Given the generating function below, I was struggling trying to come up with a way to get a closed form for the coefficients. $$F(X) = \frac{x^8(x+x^2+x^3)}{(1-x^5)(1-x^2)(1-x)}$$
The question I got this from asked for the closed form of $x_1+5x_2+2x_3+x_4=n$ if $x_4\le3$ and $x_i\ge1$.
I started by trying out partial fraction decomposition, but I'm not sure how to approach it, and there aren't any other avenues I can think of right now. Any advice would be much appreciated!
This is more than a hint but less than a solution, though it should be enough to guide you towards one with a bit of work.
Here is a general form of partial fractions that you can use. Suppose that we have a rational function $$R(x)=\frac{f(x)}{g_1(x)g_2(x)\ldots g_n(x)}.$$
Further, suppose that the total degree on top is strictly smaller than the total degree on the bottom, and that all the $g_i(x)$ are relatively prime, that is, they have no factors in common. Then we can find $f_1(x), \ldots, f_n(x)$ with $\deg f_i(x)<\deg g_i(x)$ such that
$$R(x)=\sum_i \frac{f_i(x)}{g_i(x)}.$$
In your particular case, the factors in the bottom all share a factor of $(1-x)$, and so you will have to factor that out and group them all together. Additionally, since the goal is to find a power series, and multiplying a power series by $x^k$ is easy, you might as well factor out $x^9$ from the numerator. This reduces the problem to expressing
$$ \frac{1+x+x^2}{(1-x^5)(1-x^2)(1-x)} = \frac{f_1(x)}{1+x+x^2+x^3+x^4} + \frac{f_2(x)}{1+x}+\frac{f_3(x)}{(1-x)^3}$$ where $\deg f_1(x)\leq 3, \deg f_2(x)=0, \deg f_3(x)\leq 2$.

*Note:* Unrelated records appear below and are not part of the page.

Issue #14010, opened 2024-03-18
Refresh event cause infinite loading screen


alaibe:
1 - Go to settings/wallet/account details page for any account
2 - Wait for a signal to refresh balance
3 - All values are removed from account

PR #14161, opened 2024-03-26
fix(@wallet): Copy viewed account details

Cuteivist:
Task #14010

### What does the PR do

Changed selected keypair and account to work in similar way we done for wallet activity details view.
Issue was caused by wallet refresh and invalidation of selected account.

### Affected areas

Profile / Wallet accounts

### DIFF
--- a/src/app/modules/main/profile_section/wallet/accounts/view.nim
+++ b/src/app/modules/main/profile_section/wallet/accounts/view.nim
@@ -3,6 +3,8 @@ import NimQml, sequtils, strutils
 import ./io_interface
 import ./model
 import app/modules/shared_models/keypair_model
+import app/modules/shared_models/keypair_item
+import app/modules/shared_models/keypair_account_item
 import app/modules/shared_models/wallet_account_item
 import app/modules/shared_models/currency_amount
 
@@ -13,6 +15,8 @@ QtObject:
       accounts: Model
       accountsVariant: QVariant
       keyPairModel: KeyPairModel
+      selectedKeyPair: KeyPairItem
+      selectedAccount: KeyPairAccountItem
 
   proc delete*(self: View) =
     self.accounts.delete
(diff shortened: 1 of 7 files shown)


src/app/modules/shared_models/keypair_model.nim
```diff
@@ -57,10 +101,12 @@ QtObject:
       result = newQVariant(item)
 
   proc setItems*(self: KeyPairModel, items: seq[KeyPairItem]) =
+    echo "============== KEYPAIR MODEL refresh model ", len(items)
```
saledjenic, line 104: @Cuteivist leftover

src/app/modules/shared_models/keypair_model.nim
```diff
@@ -37,6 +39,48 @@ QtObject:
...
       """
 
+  proc getSelectedKeyPair*(self: KeyPairModel): QVariant {.slot.} =
+    if self.selectedItem.isNil:
+      return newQVariant()
+    return newQVariant(self.selectedItem)
+
+  proc selectedKeyPairChanged(self: KeyPairModel) {.signal.}
+
+  QtProperty[QVariant] selectedKeyPair:
```
saledjenic, line 49: @Cuteivist we don't need to know anything about selected key pair, that's not of our interest here.

saledjenic (changes requested):
@Cuteivist even these changes solve the issue with losing values on refresh, I cannot say that I like the way it's solved.

In theory model should not maintain selected account as a separate item.
The model can have "selected" role, but not maintaining `selectedAccount` as separate property, states for both, accounts model + keypairs model.

Could you instead add `QtProperty` for `selectedAccount: KeyPairAccountItem` to `src/app/modules/main/profile_section/wallet/accounts/view.nim` and maintain it there? That's much more logical way to fix this issue.

src/app/modules/shared_models/keypair_model.nim
caybro: I agree... a model should be just a model, no logic preferably.

src/app/modules/main/profile_section/wallet/accounts/view.nim
```diff
@@ -28,6 +32,41 @@ QtObject:
...
+      return newQVariant()
+    return newQVariant(self.selectedAccount)
+
+  proc selectedAccountChanged(self: View) {.signal.}
+
+  QtProperty[QVariant] selectedAccount:
+    read = getSelectedAccount
+    notify = selectedAccountChanged
+
+  proc selectItem*(self: View, keyUid: string, address: string) {.slot.} =
```
saledjenic, line 57: @Cuteivist could you change the name to `setSelectedAccount`?

Don't need to change this, but also its declaration should be `proc setSelectedAccount*(self: View, address: string) {.slot.} =` since the address is unique.

src/app/modules/main/profile_section/wallet/accounts/view.nim
```diff
@@ -28,6 +32,41 @@ QtObject:
...
+    self.selectedKeyPair = self.keyPairModel.findItemByKeyUid(keyUid)
+    if self.selectedKeyPair.isNil:
+      return
+    self.selectedAccount = self.selectedKeyPair.getAccountByAddress(address)
+    self.selectedKeyPairChanged()
+    self.selectedAccountChanged()
+
+  proc refreshselectedKeyPairs(self: View) =
```
saledjenic, line 65: `refreshSelectedKeyPairs `

saledjenic (approved):
@Cuteivist potential problem that I see is, how do we handle the case if an account got deleted on paired device while on this device user is in the account details view? 

Also it the update is properly done, updating items, not re-creating model, we wouldn't need `refreshSelectedKeyPairs` proc, since the item set to the `selectedAccount` property coming as a `ref` (pointer) from model's item.

Anyhow... approved.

Multiplying through to clear denominators, this becomes
$$1+x+x^2=f_1(x)(1-x^2)(1-x)^2 + f_2(x)(1-x^5)(1-x)^2 + f_3(x)(1+x+x^2+x^3+x^4)(1+x).$$
Unfortunately, from this point, there is messy algebra to do, plugging in generic polynomials with undetermined coefficients for the $f_i(x)$ and solving. There are a few little tricks you can use to aid your work, but it's going to be rough going in any case, but it is doable. As a hint for this part, I suggest using the fact that if $h(x)=(1-x)^3g(x)$, then $h(1)=h'(1)=h''(1)=0$ in order to find $f_3(x)$ first, and plug in $x=-1$ to find $f_2(x)$. This will leave only $f_1(x)$ unknown, and at this point you can either expand out and compare coefficients or plug in at 4 other random points (such as $0$, $\pm 2$, $3$) to get a system of linear equations to solve for the coefficients. But there are many ways to approach this, so don't feel constrained.
In the final step, when you're looking to get an explicit form of the power series, one nice trick will be to write $$ \frac{f_1(x)}{1+x+x^2+x^3+x^4}=\frac{(1-x)f_1(x)}{1-x^5} $$ and use the fact that $\frac{1}{1-x^5}=\sum_{n=0}^{\infty}x^{5n}.$
Good luck!
Hint
If you start with the long division (forget the $x^8$ for the time being), you will see that the result is in fact $$F(x)=x^9 \sum_{n=0}^\infty a_n\,x^n$$ So, write $$\frac{x^8(x+x^2+x^3)}{(1-x^5)(1-x^2)(1-x)}=x^9 \sum_{n=0}^\infty a_n\,x^n$$ that is to say $$1+x+x^2=(1-x^5)(1-x^2)(1-x)\sum_{n=0}^\infty a_n\,x^n$$ Proceed as usual to find the recurrence relation for the $a_n$'s.